While Morgan Stanley's lower-than-consensus economic expectations for the US economy splits the difference between an economy where people remain hesitant to take on risk, essentially extending the post-crisis pall, and one where they embrace risk in the manner of a more typical post-WWII cyclical expansion; their alternative scenarios (at either corner of the goldilocks world) make one wonder just what the catalyst will be to release the kraken of better-than-subpar growth…

 

Via Morgan Stanley,

Typically, a comparison to consensus helps put our forecasts in perspective. At the time our forecast went to publication, however, consensus surveys were only available through May. That means consensus has incorporated only the initial reading on Q1 GDP (reported at +0.1%), which dragged down full-year estimates by 0.3 percentage points according to the Blue Chip Survey of professional forecasters. Since then, the BEA's second estimate of growth in Q1 has the economy declining by a full percentage point.

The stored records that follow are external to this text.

PR #578, opened 2023-10-22
Small mermaid fixes

alcuadrado:
This PR introduces some small changes to the mermaid graph:

- It swaps the order of the graph, as when writing docs with Fran we noticed it was confusing in the top-to-bottom order, so I switched it to bottom-to-top
- I changed the function that escapes ids so that it escapes `~` because we are using them now, and also tweaked it a bit to try to avoid clashes.
- While doing this I realized that some ids weren't escaped, so i fixed that.

### DIFF
--- a/packages/ui/src/utils/to-escaped-id.ts
+++ b/packages/ui/src/utils/to-escaped-id.ts
@@ -3,7 +3,7 @@
  */
 export function toEscapedId(id: string): string {
   return id
-    .replaceAll("(", "__)")
+    .replaceAll("(", "__")
     .replaceAll(")", "___")
     .replaceAll(",", "____")
     .replaceAll("~", "_____")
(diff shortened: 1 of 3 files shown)


packages/ui/src/utils/to-escaped-id.ts
```diff
@@ -3,8 +3,10 @@
  */
 export function toEscapedId(id: string): string {
   return id
-    .replace("(", "_")
-    .replace(")", "_")
-    .replace(",", "_")
-    .replace(" ", "_");
+    .replaceAll("(", "__)")
```
kanej, line 6: Is it safe for me to remove the `)` in `"__)"`, or is there a move I am not seeing?

I think line 7 replaces it.

alcuadrado: OMG! That explains why i struggled so much with those tests! It's just a typo

kanej (approved):
LGTM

Incorporating that result will no doubt pull down consensus full-year 2014 forecasts even further.

 

Having taken into account the latest reading on Q1 GDP, our full-year estimate for 2014 has fallen to 2.1%Y compared with the May Blue Chip consensus of 2.4%Y. Consensus surveys indicate forecasters largely have not changed their outlook beyond 1H14, and nor have we. As such, our forecast for 2015 real GDP growth remains at 2.8%Y compared with consensus at 3.0%Y.

 

 

Our baseline forecast splits the difference between an economy where people remain hesitant to take on risk, essentially extending the post-crisis pall, and one where they embrace risk in the manner of a more typical post-WWII cyclical expansion. Our alternative scenarios go to either corner.

 

The bear case envisions households remaining reluctant to spend out of the additions to their wealth, instead continuing to focus on balance sheet repair. Business leaders continue to find the risk-reward trade-off more favorable for return of capital versus return on capital, thus limiting the scope for even a modest pickup in capex. Externally, global growth flags, which translates into a hit to US exports, and evidence builds that deflationary pressures are being imported from abroad. In this scenario, the economy is unable to break out of its 2% growth path and the Fed delays the date of first tightening well beyond our baseline expectation.

 

The bull case considers a typical cyclical pickup in growth with US households re-leveraging and, in response, business investment kicking into overdrive. Additionally, this scenario coincides with a global pickup in growth, which translates into a boost to US exports. Growth averages above 3.0% over the course of 2014 and 2015. Stronger growth and inflation lead the Fed to begin hiking rates aggressively in early 2015.

So given all of that… we can't help but read that "bear case" scenario as very much the status quo and wonder what it is that all the Sell-side sees as the new normal catalyst for a change to "this time is different."